Wet wipe pollution disfigures British riverbeds

A record number of wet wipes have been found in the River Thames in London, with over 5,000 uncovered in one single area.  

Over 5,000 discarded wet wipes were found in one single area of the Thames foreshore near the iconic Hammersmith Bridge in London last month.

This is the highest number of wet wipes ever found in a single place in the UK.

The wet wipe pollution is collecting there in such numbers it has changed the shape of the riverbed, creating low mounds visible at low tide, according to Thames21.

Wet wipes, which contain plastic, enter the river through the sewage system, after people have mistakenly flushed them down their toilets, explained the waterways charity in a statement.

The overloaded sewage system overflows on average once a week, discharging ‘unflushables’ such as wet wipes into the river, it added.

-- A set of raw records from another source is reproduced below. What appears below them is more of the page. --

PR #1954, opened 2022-04-29
Increase max recv msg size for vmexec.Exec

bduffany:
Bumping to 50MB since we are seeing tasks returning 20MB of stdout/stderr.

---

**Version bump**: Patch


enterprise/server/remote_execution/containers/firecracker/firecracker.go
```diff
@@ -149,6 +149,10 @@ const (
 	// This deadline isn't used for the Exec() codepath because removal is handled
 	// in the background by the runner pool.
 	finalizationTimeout = 10 * time.Second
+
+	// Max recv message size for Exec() requests, which can have lots of stderr/
+	// stdout in the response.
+	grpcMaxRecvMsgSize = 50_000_000
```
tylerwilliams, line 155: could you add the units in the const name?

vadimberezniker (approved):

PR #1963, opened 2022-05-03
Record transferred size in scorecard results

bduffany:
This will let us show compression ratio in the scorecard.

We also want to show overall bytes saved from compression - that can be in a separate PR, but this PR does most of the work needed for that.

---

**Version bump**: Patch


bduffany:
@tylerwilliams fyi, made the refactor from `SetBytesTransferred/Close` -> `CloseWithBytesTransferred`

vadimberezniker (approved):

PR #3905, opened 2023-05-03
Add AWS key support.

vadimberezniker:
**Related issues**: N/A


enterprise/server/backends/kms/kms.go
```diff
@@ -82,6 +106,51 @@ func (k *KMS) initGCPClient(ctx context.Context) error {
 	return nil
 }
 
+type awsKMSARN struct {
```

The plastic in wet wipes means that they do not biodegrade and, unlike bottles, they are heavy and tend to sink to the bottom of rivers.

“The sheer quantity of these wet wipes shows the urgency of this problem”, commented Debbie Leach, CEO of Thames21. “As a country, action is being taken about other products which contain plastic such as bottles and cotton buds.

“We now need to widen our attention to include wet wipes and sanitary products which contain plastic and are being flushed into our rivers.”

Wet wipes, which have increased by 700 per cent over the past decade, also contribute to the microplastics problem, breaking down into tiny particles that can enter the food chain and endanger marine life. A recent study found more than seven in 10 Thames flounder had plastics in their stomachs, according to the statement.

It is likely that the wet wipe problem is affecting other rivers around Britain, said Thames21. There are between 25,000 and 31,000 combined sewer overflows around the UK coast that discharge raw, untreated or lightly treated human sewage, particularly after periods of heavy rain or during breakdowns in the sewerage system.